**To do**
Scan the entries for lines with the word "needing" and copy those lines.

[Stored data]
● ● ● ● ●

PR #838, opened 2023-02-20
Retrieve html url so that we can link to the actual PR in sippy UI

DennisPeriquet:
[TRT-859](https://issues.redhat.com//browse/TRT-859)

I believe we want the html url for the pull request info:

```
$ curl https://api.github.com/repos/openshift/cluster-resource-override-admission-operator/pulls/101 > x.json
$ cat x.json |jq .url
"https://api.github.com/repos/openshift/cluster-resource-override-admission-operator/pulls/101"
$ cat x.json |jq .html_url
"https://github.com/openshift/cluster-resource-override-admission-operator/pull/101"
```

The .html_url is the html link to the pull request which is what a user would want to click on vs. the other link in .url which is the raw api endpoint.

### DIFF
--- a/pkg/prowloader/github/github.go
+++ b/pkg/prowloader/github/github.go
@@ -285,7 +285,7 @@ func (c *Client) PRFetch(org, repo string, number int) (prEntry *PREntry, err er
 		prEntry = &PREntry{
 			MergedAt: pr.MergedAt,
 			Title:    pr.Title,
-			URL:      pr.URL,
+			URL:      pr.HTMLURL,
 			State:    pr.State,
 		}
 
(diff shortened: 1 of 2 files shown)


stbenjam:
Looks like the e2e failures are because there's been no recent job runs of the `nightly` jobs configured in https://github.com/openshift/sippy/blob/master/config/e2e-openshift.yaml#L6-L8, since we haven't had some nightlies in a while. I think it's OK to override

/lgtm
/override ci/prow/e2e

DennisPeriquet:
@stbenjam thanks.  I was trying to figure out why the test hasn't passed since since Feb 17. I did notice a difference in logs that pass vs. fail and this stuck out: `time="2023-02-20T21:16:43.664Z" level=warning msg="upgrade report for release did not include test: [sig-sippy] upgrade should work" release="{4.13}"` So that makes sense.

PR #840, opened 2023-02-21
Add http metrics for sippy api's

stbenjam:
[TRT-808](https://issues.redhat.com//browse/TRT-808)

This uses go-http-metrics to start measuring http response times so we can hopefully gather more data and see if things are slower during mat view refreshes, or other performance bottlenecks.


neisw:
/hold

Just to keep it from merging until you are around

stbenjam:
Failing again because lack of jobs

/override ci/prow/e2e

PR #841, opened 2023-02-21
Bump sippy to use ubi9 and go 1.18

stbenjam:
We're currently running go1.16, and for some things I want to do with collecting metrics on the http endpoints, I need go1.17 or newer. Seems like a good opportunity to go to ubi9 too.


stbenjam:
/override ci/prow/e2e

Also requires https://github.com/openshift/release/pull/36611 to merge concurrently.

A bit of a catch22, both PR's need to merge.

stbenjam:
/hold

I want release to merge first

PR #870, opened 2023-03-08
Change how aggregated variants are filtered out

stbenjam:
[TRT-837](https://issues.redhat.com//browse/TRT-837)

This moves the filtering of aggregation from test results from being hardcoded to being done in the UI.  By moving it to the UI, the filter can be removed and you can view tests for only aggregation. We need to do this because there are tests that *only* appear in aggregation (e.g. the new disruption tests).

Aggregated will be filtered out by default, but users wanting to see the aggregated results can add a filter for `variants contains aggregated`.

The reason for needing a default exclusion is because the jobs that make up an aggregated run are already tracked in Sippy. We are injecting unwanted hysteresis that will cause changes to pass rates to lag behind if you do not filter it out. The effect is probably small. 

Here's an example:

The follow test runs 10x and passes 7.

```
[sig-pizza] Pizza should be delivered within 30 minutes
```

It has a pass rate of 70%, in line with historical results.

If it is aggregated, we have an 11th entry in Sippy of a pass. Sippy actually thinks the test passed 8 times out of 11 -- a pass rate of 72.7%.

### DIFF
--- a/pkg/db/matviews.go
+++ b/pkg/db/matviews.go
@@ -258,7 +258,7 @@ FROM prow_job_run_tests
    LEFT JOIN suites on suites.id = prow_job_run_tests.suite_id
    JOIN prow_job_runs ON prow_job_runs.id = prow_job_run_tests.prow_job_run_id
    JOIN prow_jobs ON prow_job_runs.prow_job_id = prow_jobs.id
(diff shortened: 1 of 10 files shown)


stbenjam:
/hold

I want to think about this a little more to see if there's a better way

stbenjam:
/hold cancel

Tested and I think this approach works

PR #902, opened 2023-03-28
Add an API for fetching job run intervals

dgoodwin:
This will hopefully soon be used by a sippy UI similar to the current
spyglass charts.

For now we fetch from GCS. In future, we may be pulling from loki or
opensearch.

To work around the fact there are often two intervals files (upgrade and
conformance phases), for now we return both added together with a
filename attached to each.

[TRT-917](https://issues.redhat.com//browse/TRT-917)


pkg/api/jobrunintervals/gcsscanner.go
```diff
@@ -0,0 +1,216 @@
...
+	"regexp"
+	"strings"
+	"time"
+
+	"github.com/openshift/sippy/pkg/apis/api"
+	log "github.com/sirupsen/logrus"
+	"golang.org/x/net/html"
+)
+
+// Original code borrowed from https://github.com/vrutkovs/kaas/
```
stbenjam, line 18: Could we not consolidate our other GCS scanning code to make it work for both?

https://github.com/openshift/sippy/tree/master/pkg/prowloader/gcs

dgoodwin: Wasn't aware of that code, should be possible, I'll take a look.

pkg/api/jobrunintervals/gcsscanner.go
```diff
@@ -0,0 +1,216 @@
...
+	baseFile := tokens[len(tokens)-1]
+
+	resp, err := http.Get(url.String())
+	if err != nil {
+		return nil, err
+	}
+
+	defer resp.Body.Close()
+
+	body, err := ioutil.ReadAll(resp.Body)
```
stbenjam, line 199: How big are the intervals files? You could use Go's built in ReverseProxy to just stream the data https://pkg.go.dev/net/http/httputil#ReverseProxy

pkg/api/jobrunintervals/gcsscanner.go
dgoodwin: Ok I gave this a go, but it bubbles up into the server now needing gcs client, gcs credentials, possibly new manifest changes for the cli args. All of this would be for code I intend to fully delete once I can get these stored in some system like opensearch/loki. I don't think switching the current gcs code to use what I added is worthwhile as the current code is probably more correct.

My request here is to leave this be, I will delete it once I can get a better source for the intervals to live and query from.

dgoodwin: Actually hang on, we may still need this code. Unless we decide to stuff everything into opensearch/loki soon, we're going to need something to load individual jobs we're interested. I expected that to be sippy, if we don't have the data, pull it from gcs and load it up. In that case, gcs would still be needed, and doing this more properly may make sense.

pkg/api/jobrunintervals/gcsscanner.go
dgoodwin: They're around 15-30M today, I've switched the code over to the existing GCS stuff though so hopefully this isn't a concern, or one we can address if it becomes an issue.

pkg/sippyserver/server.go
```diff
@@ -892,6 +893,57 @@ func (s *Server) jsonJobRunRiskAnalysis(w http.ResponseWriter, req *http.Request
...
+
+	logger = logger.WithField("jobRunID", jobRunID)
+
+	jobRun, _, err = api.FetchJobRun(s.db, jobRunID, logger)
+
+	if err != nil {
+		api.RespondWithJSON(http.StatusBadRequest, w, map[string]interface{}{
+			"code": http.StatusBadRequest, "message": err.Error()})
+		return
+	}
```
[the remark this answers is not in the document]
dgoodwin: Pushed an update for this

pkg/api/jobrunintervals/gcsscanner.go
dgoodwin: Now switched over to use the gcs code you wrote for prow. Seems faster too.

main.go
```diff
@@ -657,6 +657,14 @@ func (o *Options) runServerMode(pinnedDateTime *time.Time, gormLogLevel gormlogg
 		return err
 	}
 
+	gcsClient, err := gcs.NewGCSClient(context.TODO(),
+		o.GoogleServiceAccountCredentialFile,
+		o.GoogleOAuthClientCredentialFile,
+	)
+	if err != nil {
+		log.WithError(err).Warn("unable to create GCS client, some APIs may not work")
```
stbenjam, line 665: If bigquery support will be optional going forward we should maybe use the `capabilities` feature in pkg/sippyserver/server.go, but I expect it won't be optional much longer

● ● ● ● ●

**Response to this exercise**
The reason for needing a default exclusion is because the jobs that make up an aggregated run are already tracked in Sippy. We are injecting unwanted hysteresis that will cause changes to pass rates to lag behind if you do not filter it out. The effect is probably small. 
dgoodwin: Ok I gave this a go, but it bubbles up into the server now needing gcs client, gcs credentials, possibly new manifest changes for the cli args. All of this would be for code I intend to fully delete once I can get these stored in some system like opensearch/loki. I don't think switching the current gcs code to use what I added is worthwhile as the current code is probably more correct.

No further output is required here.